— About this exercise —
In the records that follow, find the line with "one functional control after reconciliation;"; from there, retype every line exactly through the line with "GPT-5.6 Sol High", which also belongs to the answer.

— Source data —
- Opening Delimiter -
PR #6037, opened 2026-07-13
Show copied feedback for Transparent Stream controls

Stacey2911:
## Thinking Path

Current upstream already creates, reuses, and rebinds Transparent Stream tool and thinking copy controls during live-row reconciliation.

The remaining inconsistency was copied-state feedback. Normal message and thinking copy actions temporarily show a check after success, while Transparent Stream controls were rebound through `_copyEventToClipboard()` without durable ownership of the activated feedback state.

The implementation now treats copied feedback as transient row-owned UI state so it can survive control replacement, clean up safely after detachment, and never be persisted into restored live-turn HTML.

## What Changed

- Added temporary copied/check feedback for Transparent Stream tool and rebound thinking copy controls.
- Shows feedback only after confirmed Clipboard API or fallback-copy success.
- Restores the control's original markup, inline style, title, and accessible label after approximately 1500 ms.
- Uses generation-safe timers so repeated clicks cannot allow stale callbacks to clear newer feedback.
- Stores active feedback on the stable Transparent Stream row rather than the disposable control node.
- Resolves the row's current visible control after reconciliation, so feedback survives control replacement while the copy operation is pending or while feedback is active.
- Stops rendering or restoring feedback when the owning row or visible control has detached, clearing transient state without stale DOM or ARIA writes.
- Sanitizes transient copied markup, style, title, and ARIA state from a cloned live-turn snapshot before serialization.
- Keeps the active copied check at full opacity and restores the original inline style on expiry.
- Preserves existing toast, fallback-copy, keyboard, redaction, payload, reconciliation, and normal message/thinking copy behavior.

## Why It Matters

Transparent Stream copy controls now provide the same visible success feedback as normal chat copy actions.

The feedback remains correct across live reconciliation, does not mutate detached controls, and cannot become permanently serialized into session/live-turn restoration data.

## Contract Routing

Task type: Transparent Stream UI-control feedback and transient live-turn state hygiene.

### Touched behavior:

- Transparent event/tool copy controls
- Thinking copy controls rebound through Transparent Stream reconciliation
- Clipboard success/fallback feedback
- Live-turn snapshot sanitization of transient copied UI state

### Not changed:

- backend APIs
- provider-facing payloads
- persisted session schema
- activity-mode selection
- chat-bubble action disclosure
- row ordering or reconciliation architecture
- motion/fade behavior
- normal `copyMsg()`
- normal `_copyThinkingText()`

### Automated:

```bash
node --check static/ui.js
./scripts/test.sh tests/test_issue5367_transparent_live_row_reconcile.py tests/test_issue3820_chat_activity_display_mode.py tests/test_ui_card_animation.py tests/test_issue1096_copy_buttons.py
git diff --check
```

### Result:

Focused tests: 71 passed in 3.28s
JavaScript syntax checks passed
Whitespace/diff validation passed
GitHub CI: All 22 checks completed SUCCESS (Tests, Browser smoke, Conversation lifecycle, lint, Greptile Review)

### Behavioral coverage includes:

confirmed copy success and fallback-copy success;
failure and empty-payload paths without false feedback;
replacement before clipboard resolution;
replacement during active feedback;
repeated-click generation safety;
detached-row cleanup with no post-detach DOM/ARIA writes;
real _refreshTransparentLiveRow(existing, candidate) reconciliation;
copy-success → snapshot → restore → expiry;
multiple simultaneous active copied controls;
clone-only snapshot sanitization without mutating active live feedback;
exact restoration of markup, inline style, title, and ARIA state;
one functional control after reconciliation;
copy activation does not expand/collapse the row.

### Manual browser validation:

Confirmed Transparent Stream tool copy shows a temporary check and restores.
Confirmed rebound thinking copy shows the same feedback.
Confirmed repeated clicks refresh the feedback timer.
Confirmed normal assistant/user and normal thinking copy behavior remain unchanged.
Confirmed no chat-bubble click-reveal behavior was added.
Risks / Follow-ups
Low implementation scope: only existing Transparent Stream copy feedback and its reconciliation/snapshot lifecycle are affected.
Complete copy failure does not show a success check.
Existing success toasts are retained.
Snapshot sanitization modifies only a cloned live turn; active live feedback and its timer remain untouched.
The obsolete broader copy-controls branch was not reused; this PR was rebuilt from current upstream.
Touch/tablet message-action disclosure remains separate UX work.

### Planning, architecture, debugging strategy, review, PR decomposition, and contribution workflow:

Sol — OpenAI ChatGPT, GPT-5.6 Pro

### Implementation and code-level review:

Codex CLI 0.144.1
GPT-5.6 Sol High

### Local orchestration and environment inspection:

HermesAgent via LM Studio
qwen3.6-27b@q4_k_m

## Manual validation:

User-performed browser and local-runtime validation

### DIFF
--- a/static/ui.js
+++ b/static/ui.js
@@ -10742,7 +10742,51 @@ function _transparentToolSummary(tc){
   if(target) return target;
   return '';
 }
-function _copyEventToClipboard(row){
+function _showTransparentCopiedFeedback(control){
+  if(!control) return;
+  let state=control._transparentCopiedFeedback;
+  if(!state){
+    state={
+      innerHTML:control.innerHTML,
+      color:control.style?control.style.color:undefined,
+      styleCssText:control.style&&typeof control.style.cssText==='string'?control.style.cssText:null,
+      titleAttr:control.getAttribute?control.getAttribute('title'):null,
+      ariaLabel:control.getAttribute?control.getAttribute('aria-label'):null,
+      timer:null,
+      generation:0,
+    };
+    control._transparentCopiedFeedback=state;
+  }
+  if(state.timer) clearTimeout(state.timer);
+  state.generation+=1;
+  const generation=state.generation;
+  const copiedLabel=t('copied')||'Copied';
+  control.innerHTML=typeof li==='function'?li('check',11):'✓';
+  if(control.style) control.style.color='var(--accent)';
+  if(control.setAttribute) control.setAttribute('title',copiedLabel);
+  else control.title=copiedLabel;
+  if(control.setAttribute) control.setAttribute('aria-label',copiedLabel);
+  state.timer=setTimeout(()=>{
+    if(control._transparentCopiedFeedback!==state||state.generation!==generation) return;
+    control.innerHTML=state.innerHTML;
+    if(control.style){
+      if(state.styleCssText!==null) control.style.cssText=state.styleCssText;
+      else control.style.color=state.color||'';
+    }
+    if(state.titleAttr===null){
+      if(control.removeAttribute) control.removeAttribute('title');
+    }else{
+      if(control.setAttribute) control.setAttribute('title',state.titleAttr);
+    }
+    if(state.ariaLabel===null){
+      if(control.removeAttribute) control.removeAttribute('aria-label');
+    }else if(control.setAttribute){
+      control.setAttribute('aria-label',state.ariaLabel);
+    }
+    delete control._transparentCopiedFeedback;
+  },1500);
+}
+function _copyEventToClipboard(row,control){
   if(!row) return;
   const type=row.getAttribute('data-event-type');
   let text='';
@@ -10785,9 +10829,12 @@ function _copyEventToClipboard(row){
   }else{
     text=row.textContent||'';
   }
+  if(!text) return;
+  const copied=()=>_showTransparentCopiedFeedback(control);
   const fallback=()=>{
+    let ta=null;
     try{
-      const ta=document.createElement('textarea');
+      ta=document.createElement('textarea');
       ta.value=text;
       ta.setAttribute('readonly','');
       ta.style.position='absolute';
@@ -10795,14 +10842,17 @@ function _copyEventToClipboard(row){
       document.body.appendChild(ta);
       ta.select();
       const ok=document.execCommand('copy');
-      document.body.removeChild(ta);
+      if(ok) copied();
       if(typeof showToast==='function') showToast(ok?(t('copied')||'Copied'):(t('copy_failed')||'Copy failed'),1600);
     }catch(_){
       if(typeof showToast==='function') showToast(t('copy_failed')||'Copy failed',2000,'error');
+    }finally{
+      if(ta&&ta.parentNode) ta.parentNode.removeChild(ta);
     }
   };
   if(navigator&&navigator.clipboard&&navigator.clipboard.writeText){
     navigator.clipboard.writeText(text).then(()=>{
+      copied();
       if(typeof showToast==='function') showToast(`${t('copied')||'Copied'} ${label}`,1600);
     }).catch(fallback);
   }else{
@@ -10816,13 +10866,15 @@ function _attachCopyButton(header){
     btn.classList.add('transparent-event-copy');
     btn.setAttribute('role','button');
     btn.setAttribute('tabindex','0');
-    btn.setAttribute('aria-label',t('copy')||'Copy');
     btn.setAttribute('data-transparent-copy','1');
-    btn.title=t('copy')||'Copy';
+    if(!btn._transparentCopiedFeedback){
+      btn.setAttribute('aria-label',t('copy')||'Copy');
+      btn.title=t('copy')||'Copy';
+    }
     const handler=function(ev){
       ev.stopPropagation();
       ev.preventDefault();
-      _copyEventToClipboard(header.closest('.transparent-event-row'));
+      _copyEventToClipboard(header.closest('.transparent-event-row'),btn);
     };
     btn.onclick=handler;
     btn.onkeydown=function(ev){
--- a/static/ui.js
+++ b/static/ui.js
@@ -8938,7 +8938,33 @@ function snapshotLiveTurnHtmlForSession(sid){
   const turn=$('liveAssistantTurn');
   if(!turn) return;
   if(turn.dataset&&turn.dataset.sessionId&&turn.dataset.sessionId!==sid) return;
-  INFLIGHT[sid].liveTurnHtml=turn.outerHTML;
+  let snapshotTurn=turn;
+  const sourceControls=turn.querySelectorAll
+    ? Array.from(turn.querySelectorAll('.transparent-event-copy,.thinking-copy-btn'))
+    : [];
+  if(sourceControls.some(control=>!!control._transparentCopiedFeedbackNormal)){
+    // Copy-success feedback is transient, while its normal presentation lives
+    // only on element properties. Sanitize an independent clone so switching
+    // sessions cannot persist the check/Copied/accent presentation, without
+    // mutating the visible control or disturbing its active feedback timer.
+    snapshotTurn=turn.cloneNode(true);
+    const clonedControls=Array.from(snapshotTurn.querySelectorAll('.transparent-event-copy,.thinking-copy-btn'));
+    sourceControls.forEach((source,index)=>{
+      const normal=source._transparentCopiedFeedbackNormal;
+      const clone=clonedControls[index];
+      if(!normal||!clone) return;
+      clone.innerHTML=normal.innerHTML;
+      if(clone.style){
+        if(normal.styleCssText!==null) clone.style.cssText=normal.styleCssText;
+        else clone.style.color=normal.color||'';
+      }
+      if(normal.titleAttr===null) clone.removeAttribute('title');
+      else clone.setAttribute('title',normal.titleAttr);
+      if(normal.ariaLabel===null) clone.removeAttribute('aria-label');
+      else clone.setAttribute('aria-label',normal.ariaLabel);
+    });
+  }
+  INFLIGHT[sid].liveTurnHtml=snapshotTurn.outerHTML;
 }
 
 function _liveAssistantSegmentTextLength(seg){
@@ -10804,7 +10830,10 @@ function _showTransparentCopiedFeedback(control,row,opts){
     }
     const copiedLabel=t('copied')||'Copied';
     target.innerHTML=typeof li==='function'?li('check',11):'✓';
-    if(target.style) target.style.color='var(--accent)';
+    if(target.style){
+      target.style.color='var(--accent)';
+      target.style.opacity='1';
+    }
     if(target.setAttribute) target.setAttribute('title',copiedLabel);
     else target.title=copiedLabel;
     if(target.setAttribute) target.setAttribute('aria-label',copiedLabel);
--- a/static/ui.js
+++ b/static/ui.js
@@ -10742,48 +10742,88 @@ function _transparentToolSummary(tc){
   if(target) return target;
   return '';
 }
-function _showTransparentCopiedFeedback(control){
-  if(!control) return;
-  let state=control._transparentCopiedFeedback;
-  if(!state){
-    state={
-      innerHTML:control.innerHTML,
-      color:control.style?control.style.color:undefined,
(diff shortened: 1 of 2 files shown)


Stacey2911:
Addressed the replaced-control feedback race in a follow-up commit. Copied-state ownership now survives Transparent Stream reconciliation both while the clipboard operation is pending and during the active feedback window. Added executable coverage for replacement-before-success, replacement-during-feedback, repeated clicks, fallback success, and failure without false feedback.

nesquena-hermes (changes requested):
## 🔬 Correctness gate (Codex + stream-gate, self-rebased clean off master) — SHIP ONLY WITH FIXES (aria + reconcile solid; a stale-node write after mid-feedback reconciliation)

Thanks @Stacey2911 — most of this is solid: the ARIA state machine restores correctly (null/absent attributes restore as absent; a repeat copy keeps the original stash rather than stashing "Copied"), live-row reconciliation is unaffected (replacement controls rebind correctly, tool data + disclosure state survive, the #5367 file passes 8/8), both `.transparent-event-copy` and `.thinking-copy-btn` get feedback with one functional control, and there's no `window.*` collision (handler assignment is idempotent). Stream-regression gate is GREEN across modes. But one real defect on the reconciliation edge blocks it:

1. **[STALE-NODE WRITE — timer fires against a detached control] `static/ui.js:10822`** — when live-row reconciliation **replaces/detaches** the row or copy control before the copied-feedback timer expires, the expiry still writes `title` and `aria-label` onto the **detached node** (verified via a focused probe against the teardown paths at `sessions.js:1761` + `ui.js:15290`). It doesn't throw or leak a persistent timer (state is deleted after expiry), but it's mutating orphaned DOM. **Fix:** before rendering or restoring feedback, detect a detached row/control — if detached, delete `_transparentCopiedFeedback` and return **without any DOM or ARIA write**.

2. **[test — doesn't exercise the real reconcile] `tests/test_issue5367_transparent_live_row_reconcile.py:2022`** — the test fails on master (helper absent) so it's non-vacuous for the feature's presence, but it uses a **synthetic** control-swap rather than executing the real reconcile function, so it doesn't actually cover the detached-node case above. **Fix:** replace the synthetic swap with a real pending-copy → `_refreshTransparentLiveRow(existing, candidate)` → expiry sequence, and assert that a wholly detached row receives **no** stale attribute writes.

Per-area: aria state machine PASS, reconcile behavior PASS, tool+thinking PASS, globals/listeners PASS, stream-gate GREEN — but timer/reference lifetime FAIL (the detached-node write) and the test doesn't behaviorally hit it. Once the detached-guard lands and the test drives the real reconcile path, this should clear. The visual/UX sign-off (the actual copied-check affordance) is a separate maintainer step and will happen before ship. Self-rebased clean on current master.

Stacey2911:
Addressed the maintainer correctness blocker in a follow-up commit. Copied feedback now clears and exits without DOM or ARIA writes when its row/control is detached. The regression test now drives the real pending-copy → `_refreshTransparentLiveRow(existing, candidate)` → detach → timer-expiry sequence and asserts no post-detach markup, style, title, or aria writes.

nesquena-hermes:
## 🔬 Re-gate (Codex, Transparent Stream copy feedback) — both blockers verified RESOLVED at `b36cd3ac70`

Thanks @Stacey2911. I pulled the branch and re-read the full `_showTransparentCopiedFeedback` helper against `origin/master` plus the new detached-reconcile test. Both kickback blockers are closed and the fix stayed on the reconciliation seam.

### Blocker 1 (stale-node write after mid-feedback reconciliation) — RESOLVED
On the prior push the 1500ms expiry callback wrote `title` / `aria-label` onto the detached node when live-row reconciliation replaced/removed the control before the timer fired. The rework keeps the feedback lifetime on the persistent row (`owner`) and re-resolves the *currently connected* control on every render and expiry via `connectedControl()` (`static/ui.js:10761-10766`):

```js
const connectedControl=()=>{
  const target=currentControl();
  if(!target||target.isConnected!==true) return null;
  if(feedbackRow&&feedbackRow.isConnected!==true) return null;
  return target;
};
```

The critical detail I checked is the expiry path itself (`static/ui.js:10845-10857`): when the row/control is detached, `connectedControl()` returns `null`, and the callback clears the timer and deletes `_transparentCopiedFeedback` **without any DOM or ARIA write** — no orphaned-node mutation:

```js
state.timer=setTimeout(()=>{
  if(owner._transparentCopiedFeedback!==state||state.generation!==generation) return;
  const expiryTarget=connectedControl();
  if(!expiryTarget){
    state.timer=null;
    delete owner._transparentCopiedFeedback;
    return;
  }
  state.timer=null;
  restoreControl(expiryTarget);
  delete owner._transparentCopiedFeedback;
},1500);
```

The `generation` guard also correctly makes a stale timer from a superseded copy no-op, so repeated clicks can't restore an older state.

### Blocker 2 (test used a synthetic swap, not the real reconcile) — RESOLVED
`test_transparent_rebound_copy_controls_report_only_confirmed_success` now drives the production sequence: pending copy → real `_refreshTransparentLiveRow(race.row, candidate)` → detach → `runTimer()` expiry (`tests/test_issue5367_transparent_live_row_reconcile.py:2225`, `:2252`, `:2273`). It installs a `_trackDetachedWrites` probe on both the detached row and control (`:2269-2271`) that records any attribute write while `isConnected` is false (`:1912`), then asserts the detached expiry produced no writes and didn't throw:

```python
"detachedExpiry": {
    "rowConnected": False,
    "controlConnected": False,
    "feedbackState": False,
    "writes": [],
    "threw": False,
    ...
},
```

The `replacement-before-success` and `replacement-during-feedback` cases also assert the *replacement* control inherits the copied check (title/aria = `Copied`) while `activatedControlDetached` is `True`, and `oneFunctionalControl` / `activationDidNotToggle` confirm no duplicate binding.

### Boundary matrix re-checked
Fallback-copy success still shows the check, hard failure shows no false success (`failure` assertion at `:2357`), empty-copy is skipped (`emptyCopySkipped`), and the thinking-control path (`.thinking-copy-btn`) gets the same feedback (`thinkingReplacementRace`). CI is green on `b36cd3ac70` (15 test shards + browser-smoke + lint + Greptile).

**Verdict: PASS.** This resolves the detached-node write class without reopening the reconcile-survival behavior the PR originally fixed. Recommend merge pending the maintainer's visual sign-off on the actual copied-check affordance. Verification was read-only source review against the CI-green result; I did not execute the branch.

nesquena-hermes (changes requested):

**Contributor SHA:** `b36cd3ac70d22d16ca58a94f0e06b4d0c66c78a9`

The stale-node/timer issue from the prior head is fixed, and the core stream remains clean. Two exact-head blockers remain.

### 1. Switch-away snapshot can make the copied state permanent

`snapshotLiveTurnHtmlForSession()` serializes `turn.outerHTML` while copied feedback is active. The normal glyph/style/title/ARIA are stored only in `_transparentCopiedFeedbackNormal`, which is a JS property and is not serialized.

A real browser probe through `snapshotLiveTurnHtmlForSession()` → `restoreLiveTurnHtmlForSession()` reproduced this 1.65 seconds after restore:

- restored HTML is still the copied check SVG, not the original copy SVG
- `title` and `aria-label` remain `Copied!`
- inline color remains `var(--accent)`
- computed opacity remains `0.28`
- no `_transparentCopiedFeedback` or normal-state record remains, so nothing can restore it later

**Fix:** serialize a clone of the live turn. For each feedback-active copy control, apply the original control's `_transparentCopiedFeedbackNormal` markup/style/title/ARIA to the corresponding clone before storing `liveTurnHtml`. Do not mutate the live DOM. Add a copy-success → snapshot → restore → expiry regression test.

### 2. Copied check is too faint without hover

`.transparent-event-copy` rests at `opacity:.28`. `renderCopiedControl()` changes only the glyph and color, so the confirmation is barely visible after pointer exit and on touch devices. The real mobile/desktop captures confirm the copied state remains at computed opacity `0.28`.

**Fix:** set `target.style.opacity='1'` during copied feedback. The existing `style.cssText` snapshot/restore already restores normal opacity automatically.

### Evidence

- focused reconcile/copy tests: **8 passed**
- crown-jewel stream gate: **GREEN** in transparent, compact, and hide-all modes, including switch/reload mid-stream
- full sandbox suite: **13,453 passed**, 14 known sandbox/browser failures + 2 packaged-runtime setup errors
- matched real-page desktop/mobile before/copied/restored captures: layout-stable, one control, at-rest parity
- Codex: **SHIP ONLY WITH FIXES** (snapshot serialization)
- Fable: **SHIP-WITH-UX-FIXES** (opacity)

Please re-request review after both fixes and the snapshot regression test land.

Stacey2911:
Addressed both exact-head blockers in a follow-up commit. Live-turn snapshots now serialize a sanitized clone with active copied controls restored to their normal markup/style/title/ARIA without mutating the live DOM. Active copied feedback now forces opacity to 1 and restores the original inline style on expiry. Added executable copy-success → snapshot → restore → expiry and multiple-active-control coverage, plus a lifecycle scan for persistence, accessibility, timer, reconciliation, and detached-node regressions.

nesquena-hermes:
## 🟢 Gate certification — GREEN

**Exact PR head:** `d28768cb307995c5725f1123547227674385bcea`  
**Gate integration base:** `302843c89f22d1ce2ad10619acd33382c9f48111` (clean rebase, gate head `be906393da19130cfd86a78a429cd4680e56bd58`)  
**Result:** `gate-pass`

The two blockers from the earlier certificate are closed at this head:

1. `snapshotLiveTurnHtmlForSession()` now sanitizes the cloned snapshot, not the connected live subtree. A real-browser switch/restore probe showed the live copied check stayed active while the stored and restored controls retained the exact normal icon, inline style, title, and aria-label.
2. Copied feedback now forces `opacity: 1` while active, follows control replacement on live-row reconciliation, and restores the original `cssText` and accessibility attributes after 1.5 s. Desktop and 390×844 mobile probes both showed one control, an opaque accent check, then the normal copy glyph at the stylesheet's resting opacity (`0.28`).

### Evidence

- Patch integrity: the cleanly rebased contribution has the same stable patch ID as the PR head.
- Static gates: `git diff --check`, `node --check static/ui.js`, runtime ESLint, and undefined-scope gate all passed.
- Focused regression file: **8 passed** in the no-network/no-secrets sandbox.
- Full serial suite ran to completion in the required sandbox: **13,434 passed**, 82 skipped. The sandbox-only remainder was rechecked rather than dismissed: the same git/HOME/Playwright/wheel capability failures reproduce on the exact master control; all **35/35** affected tests pass in the normal test environment, and the one order-sensitive keyless-onboarding failure passes **16/16** isolated on both PR and master in the sandbox. No PR-introduced test failure remains.
- Crown-jewel stream regression gate: **GREEN across `transparent_stream`, `compact_worklog`, and `hide_all_activity`**, including during-stream, post-settlement, switch-away/back, reload-after-done, and reload-mid-stream invariants.
- Current-head CI: **22/22 successful**.
- Codex correctness gate: **SAFE TO SHIP**.
- Senior correctness gate: **APPROVE**, no MUST-FIX findings.
- Fable UX gate: **SHIP-WITH-UX-FIXES**. Its one verified minor note is redundant success feedback: `_copyEventToClipboard()` now shows both the new inline check and the pre-existing success toast. That is non-blocking under the certifier runbook, but removing the two success-path toasts while retaining failure toasts would match the app's other copy controls and ChatGPT/Claude/GitHub convention.

This certificate supersedes the earlier RED result at `b36cd3ac70d2`. The code gate is green. Because this is visible crown-jewel chat UI, final maintainer visual sign-off remains separate from this certification.

nesquena-hermes:
Shipped in **exp-v0.52.196** — thanks @Stacey2911! 🎉

The Transparent Stream tool-event and thinking copy buttons now flash a check for ~1.5s on a successful copy, matching the app's existing copy feedback.

Nice work addressing both prior gate blockers — the switch-away snapshot no longer makes the copied state permanent (clone + restore before serialize), and the copied check is no longer faint (opacity:1 during feedback), which was the key touch-UX win.

Gate: Codex adversarial re-gate **SAFE TO SHIP** (reproduced all three fixes — snapshot/restore, opacity revert, stale-node guard — via focused probes; no new regression on the transparent-stream surface), Fable UX **SHIP-UX** (measured the full opacity/color lifecycle in Chromium, zero layout shift, matches convention), focused tests 8/8, full suite green, maintainer visual approval.

PR #3848, opened 2022-03-29
configure.rb: Add alternate gettid() header (`unistd.h`)

### LINKED ISSUE #3847: Error 'gettid' is missing exception specification 'throw()' when compiling
On my system, attempting to compile the project will cause the following error:

    'gettid' is missing exception specification 'throw()'

This is caused by the fact that configure.rb is not detecting `gettid` as present, causing a conflict with the current `gettid` glibc definition (Rubinius doesn't have a noexcept specifier, while gblic's version does).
- Closing Delimiter -
— Answer section —
one functional control after reconciliation;
copy activation does not expand/collapse the row.

### Manual browser validation:

Confirmed Transparent Stream tool copy shows a temporary check and restores.
Confirmed rebound thinking copy shows the same feedback.
Confirmed repeated clicks refresh the feedback timer.
Confirmed normal assistant/user and normal thinking copy behavior remain unchanged.
Confirmed no chat-bubble click-reveal behavior was added.
Risks / Follow-ups
Low implementation scope: only existing Transparent Stream copy feedback and its reconciliation/snapshot lifecycle are affected.
Complete copy failure does not show a success check.
Existing success toasts are retained.
Snapshot sanitization modifies only a cloned live turn; active live feedback and its timer remain untouched.
The obsolete broader copy-controls branch was not reused; this PR was rebuilt from current upstream.
Touch/tablet message-action disclosure remains separate UX work.

### Planning, architecture, debugging strategy, review, PR decomposition, and contribution workflow:

Sol — OpenAI ChatGPT, GPT-5.6 Pro

### Implementation and code-level review:

Codex CLI 0.144.1
GPT-5.6 Sol High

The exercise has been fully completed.